私は小皿からニボシを摘まみ上げると、ヤタイの光にかざして観察した。
「おお……これがニボシかね!? このような食材、初めて見たぞっ!」
ニボシは、『小魚のミイラ』とでも言うべき物体である。
カチカチに乾き切っていて、手の平にちょこんと乗る大きさで、形は『く』の字に曲がっている。
銀色に輝くメタリックな皮に包まれているが、背中だけ黒に近い深い群青に染まっており、真っ白に濁った丸い目玉が顔の窪みに嵌っていた。

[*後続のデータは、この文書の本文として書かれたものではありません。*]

PR #645, opened 2018-04-20
@eessex => Adds back read more tracking

kanaabe:
Oops! I removed this before thinking we don't need it since we don't want to make a track call, but instead we should keep this and omit it here so we still get a pageview: https://github.com/artsy/force/blob/e69298df7f9f9a321ee75142e7fc7bce3d62b733/src/desktop/assets/analytics.coffee#L17


eessex:
Not sure why on hold, but feel free to merge when ready.

PR #646, opened 2018-04-20
@kanaabe => Show series title in feature header 

eessex:
- Shows series title/link in fullscreen feature header if article is in series
- Adds `VerticalOrSeriesTitle` component, to show series title if eligible over vertical
- Removes `Title` component from `RelatedArticleCards` and replaces with `VerticalOrSeriesTitle`

screen shot 2018-04-20 at 12 14 36 pm
screen shot 2018-04-20 at 1 15 24 pm


src/Components/Publishing/RelatedArticles/ArticleCards/Block.tsx
```diff
@@ -45,8 +56,15 @@ ArticleCardsBlock.defaultProps = {
 const ArticleCardsContainer = styled.div`
   color: ${props => props.color};
 
-  ${Link} {
-    color: ${props => props.color};
+  ${Vertical} {
+    ${Fonts.unica("s32")} width: 100%;
```
kanaabe: Could use a semi here

src/Components/Publishing/Sections/VerticalOrSeriesTitle.tsx
```diff
@@ -0,0 +1,52 @@
...
+import { Fonts } from "../Fonts"
+
+interface Props {
+  article?: ArticleData
+  color?: string
+  prefix?: string
+  vertical?: any
+}
+
+export const VerticalOrSeriesTitle: React.SFC<Props> = props => {
```
kanaabe: Is there a design name for this? Like a Tagline or something? I definitely don't mind the verboseness of the component but just a thought if this expands to include more possible text types.

eessex: Thought about this, but decided against because it is used in both the article header and the series footer atm. I'm open to changing, but feel we may want to wait until the opportunity for more uses arises.

PR #650, opened 2018-04-20
Form Wizard

erikdstock:
This PR creates a Wizard component that can use the Formik library to create a multi-step form. It also passes general information about progress through the wizard and some controls to its children. It's still a little bit cumbersome but the basic form definition is workable- very open to suggestions for improvement:

form

```
export const FormWizard = () => {
  const submitForm = (values, actions) => {
    window.alert(`Name: ${values.name} | Age: ${values.age}`)
    actions.setSubmitting(false)
  }

  const pages: WizardSchema = [
    {
      label: "Name",
      component: props => (
        <FormPage>  // A styled.div
          <Field autoFocus name="name" type="text" placeholder="Your Name" />
          <Button onClick={props.form.handleSubmit}>Continue to Age</Button>
        </FormPage>
      ),
      stepName: "name",
      validate: validateYupSchemaSync({
        name: yup.string().required("Please enter your name"),
      }),
    },
    {
      label: "Age",
      component: ({ form, wizard }) => (
        <FormPage>
          <Field autoFocus name="age" type="text" placeholder="Your Age" />
          <Button onClick={form.handleSubmit}>Finish</Button>
          <Button onClick={wizard.previous}>Back</Button>
        </FormPage>
      ),
      stepName: "age",
      validate: validateYupSchemaSync({
        age: yup
          .number()
          .min(18, "You must be at least 18 to proceed")
          .required("Age is required"),
      }),
    },
    {
      label: "Review",
      component: ({ wizard, form }) => (
        <FormPage>
          {JSON.stringify(form.values)}
          <Button onClick={form.handleSubmit}>Submit</Button>
          <Button onClick={wizard.previous}>Back</Button>
        </FormPage>
      ),
      stepName: "review",
    },
  ]
  return (
    <Wizard onComplete={submitForm} pages={pages}>
      {(wizardBag: RenderProps) => (
        <Container>
          <StepMarker
            steps={wizardBag.pages}
            currentStepIndex={wizardBag.pageIndex}
          />
          <WizardForm {...wizardBag} container={Form} />  // Container is a styled.form
          <pre>{JSON.stringify(wizardBag.values, null, 2)}</pre>
        </Container>
      )}
    </Wizard>
  )
}
```


src/Components/Forms/support/Field.tsx
```diff
@@ -0,0 +1,46 @@
...
+      placeholder={placeholder}
+      // prettier-ignore
+      // because restProps should not have a trailing comma (fixed in prettier 1.9)
+      render={({
+        field, // { name, value, onChange, onBlur }
+        form: { touched, errors, values }, // also values, setXXXX, handleXXXX, dirty, isValid, status, etc.
+        ...restProps
+      }) => (
+        <div>
+          <Input
```
erikdstock: The Formik `<Field>` wraps an `input` or other component and passes the formik form + field props into it.

src/Components/Wizard/StepMarker/index.tsx
```diff
@@ -1,112 +1,60 @@
...
+import { Fonts } from "../../Publishing/Fonts"
+import { Props, State, StepState } from "./types"
+
+export * from "./types"
 
 export class StepMarker extends Component<Props, State> {
+  static defaultProps = {
+    disableInternalState: false,
+  }
+
```
erikdstock: I took @damassi 's Stepmarker, moved it and simplified it to a point that it probably could be an SFC now, but this was the last piece of what I did before submitting the PR and thought I shouldn't undo too much of what was already there. I did move it inside of the `Wizard`.

src/Components/Wizard/StepMarker/types.ts
```diff
@@ -0,0 +1,29 @@
...
+  currentStepIndex: number
+  steps: StepState[]
+}
+
+export type StepState = Step & { isActive: boolean; isComplete: boolean }
+
+export interface Step {
+  label: string
+  onClick?: any
+}
```
erikdstock: I tried but didn't ultimately succeed yet at making a StepMarker, Generic Step and Form Step that would share/extend from each other. `WizardSchema`s are actually a `Step[]` so it would be nice to pass them around similarly to interested components.

src/Components/Wizard/Wizard.tsx
```diff
@@ -0,0 +1,71 @@
...
+      <Wrapper
+        pages={this.props.pages}
+        pageIndex={pageIndex}
+        next={this.next}
+        previous={this.previous}
+        onComplete={this.props.onComplete}
+        values={this.state.values}
+        // goToPage=
+        // reset=
+        // exit=
```
erikdstock: The Wizard passes its controls via render props - `next` vs `onComplete` vs `handleSubmit` (which chooses which one for you), so I pass both down... In fact it looks like I may not be using handleSubmit at all.  There are some unimplemented methods that seem like they would be useful but I'm not sure how best to implement.

src/Components/Wizard/types.tsx
```diff
@@ -0,0 +1,21 @@
...
+
+// This interface is shared with StepMarker and could be two separate things
+export interface Step {
+  label: string
+  // TODO: Fix typing here and in WizardForm
+  component: any | React.ComponentType<RenderProps>
+  stepName: string
+  validate?: any
+}
+export type WizardSchema<S = Step> = S[]
```
erikdstock: As I mentioned elsewhere the typings between WizardSchema, Step, FormStep and the Steps used for StepMarker need to be better.

src/Components/Wizard/types.tsx
```diff
@@ -0,0 +1,21 @@
...
+
+export interface RenderProps {
+  validate?: () => any | FormikHandler
+  next: (v: any) => void
+  previous: (v: any) => void
+  onComplete: (v: any) => void
+  pageIndex: number
+  pages?: WizardSchema
+  values?: any
+}
```
erikdstock: The standard bag of props handed down to a wizard's child. Note that I'm not using the handleSubmit method I created in Wizard, leaving it up to the children to decide when to `next`/`onComplete`

*I really think it would be semantically nice to pass the pages in as children to the wizard itself* but I wasn't able to do that at first pass. Open to thoughts on it.

src/Components/Forms/support/Field.tsx
```diff
@@ -0,0 +1,46 @@
...
+ */
+export const Field: React.SFC<FormikInputProps> = props => {
+  const { name, type, placeholder, block, autoFocus } = props
+  return (
+    <FormikField
+      name={name}
+      type={type}
+      placeholder={placeholder}
+      // prettier-ignore
+      // because restProps should not have a trailing comma (fixed in prettier 1.9)
```
damassi: @erikdstock - can you upgrade to latest prettier to fix this?

src/Components/__stories__/WizardExamples/FormWizard.tsx
```diff
@@ -0,0 +1,96 @@
...
+  return (
+    <Wizard onComplete={submitForm} pages={pages}>
+      {(wizardBag: RenderProps) => (
+        <Container>
+          <StepMarker
+            steps={wizardBag.pages}
+            currentStepIndex={wizardBag.pageIndex}
+          />
+          <WizardForm {...wizardBag} container={Form} />
+          <pre>{JSON.stringify(wizardBag.values, null, 2)}</pre>
```
damassi: 👍

damassi:
This is really superb work @erikdstock 💯 I'll pull it down on Monday to give it a spin, but so far so good

src/Components/Wizard/Wizard.tsx
```diff
@@ -0,0 +1,71 @@
...
+  pages: WizardSchema
+  children: React.ComponentType<RenderProps>
+}
+
+interface State {
+  pageIndex: number
+  values?: any
+}
+
+export class Wizard extends React.Component<Props, State> {
```
anandaroop: I like the API for this component 👍

src/Components/Forms/support/WizardForm.tsx
```diff
@@ -0,0 +1,73 @@
...
+
+  render() {
+    // Don't pass props.next to the child- use formik's onSubmit
+    const { initialValues, container: Form, next, ...wizardProps } = this.props
+    const ActiveComponent = this.activePage.component
+
+    return (
+      <Formik
+        initialValues={initialValues}
+        enableReinitialize={false}
```
anandaroop: #minor I think this defaults to `false`, so maybe not necessary to include here, unless being purposely explicit.

erikdstock:
One lingering question I have is around the `Field` I created in `src/Components/Forms`- It's really an amalgam of our `Input` and formik's `Field` (which hooks into Formik automa~g~tically via context)- but we will need similar components for bits like checkboxes and other inputs. Aside from their explicit integration with formik, I'm wondering what the meaning is to put them here when we already have Input and Checkbox files.

{ @damassi & @roop- thanks. I've resolved your comments }

l2succes:
@erikdstock Yes, I've thought about that as well, I think we should add a `component` prop to `Field` so the same way formik's `Field` component behaves so we can configure it to wrap other input types.
For instance

```typescript
   <Field component="select" name="color">
      <option value="red">Red</option>
      <option value="green">Green</option>
      <option value="blue">Blue</option>
    </Field>
```

We're introducing a lot of new abstractions in this PR already though so IMO It'd make sense to tackle that in another one.

src/Components/StepMarker/index.tsx
```diff
@@ -4,109 +4,57 @@ import Text from "../Text"
 import colors from "../../Assets/Colors"
 import styled from "styled-components"
 import { Fonts } from "../Publishing/Fonts"
-import { Props, State, StepProps } from "./types"
-import { isUndefined } from "lodash"
+import { Props, State, StepState } from "./types"
```
l2succes: Since these are external interfaces I would suggest using more specific names. (i.e. `StepProps`, `StepState`)

src/Components/Wizard/types.tsx
```diff
@@ -0,0 +1,23 @@
...
+// This interface is shared with StepMarker and could be two separate things
+export interface Step {
+  label: string
+  // TODO: Fix typing here and in WizardForm
+  component: any | React.ComponentType<RenderProps>
+  stepName: string
+  validate?: any
+  validationSchema?: any
+}
+export type WizardSchema<S = Step> = S[]
```
l2succes: I'd name this variable `steps: WizardSteps`. Just to be aligned with the `Step` component

src/Components/Wizard/types.tsx
```diff
@@ -0,0 +1,23 @@
+import { FormikHandler } from "../Forms/support"
+
+export interface RenderProps {
+  validate?: () => any | FormikHandler
+  validationSchema?: () => any | FormikHandler
+  next: (v: any) => void
+  previous: (v: any) => void
+  onComplete: (v: any) => void
+  pageIndex: number
+  pages?: WizardSchema
```
l2succes: I'd name this variable `steps: WizardSteps`. Just to be aligned with the `Step` component

src/Components/Forms/support/index.tsx
```diff
@@ -0,0 +1,5 @@
+import { FormikActions } from "formik"
+import { WizardForm } from "./WizardForm"
+export { WizardForm }
+
+export type FormikHandler = <V>(values: V, bag?: FormikActions<V>) => any
```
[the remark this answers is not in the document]
erikdstock: You know I was trying to have an abstract type for defining all formik actions and I'm not sure this really does it- the official formik types themselves aren't nearly this simple. I'm also not clear on when types need to be exported- Will remove for now.

src/Components/Forms/support/WizardForm.tsx
```diff
@@ -0,0 +1,70 @@
...
+      <Formik
+        initialValues={initialValues}
+        validate={this.activePage.validate}
+        validationSchema={this.activePage.validationSchema}
+        onSubmit={this.handleSubmit}
+        render={formikRenderProps => {
+          const { handleSubmit } = formikRenderProps
+          return (
+            <Form onSubmit={handleSubmit}>
+              <ActiveComponent form={formikRenderProps} wizard={wizardProps} />
```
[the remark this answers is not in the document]
erikdstock: I've wondered about this but formik examples always pass the handler to both the form and other buttons.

私をあんなに大興奮させたイケない食材が、こんなに小さな魚だとは……!
ニボシをまじまじと見つめながら、私は言った。
「ふーむ? よく見ると、ひし形の鱗がみっしり生えてる。スープに浮かんだ銀粉は、この鱗が剥がれたものか……レン。これは、鰯の稚魚かね?」
レンは頷く。
「ああ、そうだ。煮干しは、カタクチイワシの稚魚を海水で煮て、天日に干して作ったもんだよ」
ブラドが声を出す。
「この大きさだと、我々の世界では食用にすることはまずありませんね!」
オーリが頷いた。
「だな。こんなに小せえと、持ち帰るのも面倒だし、そもそも網にかからねえ。もし獲れても釣り餌にされるか、その場で海に捨てられるだろうよ」
それにマリアも同意する。
「そうねぇ。もう少し大きければ、フライにしたりマリネにしたり、背骨を取ってオイル漬けにしたりと色々料理できるけど……こんなにちっちゃかったら、ネコちゃんや鳥のご飯にしかならないわ」
オーリが、ニボシを齧って言った。
「ふうん。ニボシってのは、かなりアクの強い食材なんだな……」
私も、ニボシを齧ってみる。
噛みしめるほどにじんわり旨味が滲み出るが、非常に硬くて食べにくい。苦味が強く、臭みとエグ味もあって、そのまま食べてもあんまり美味しくない。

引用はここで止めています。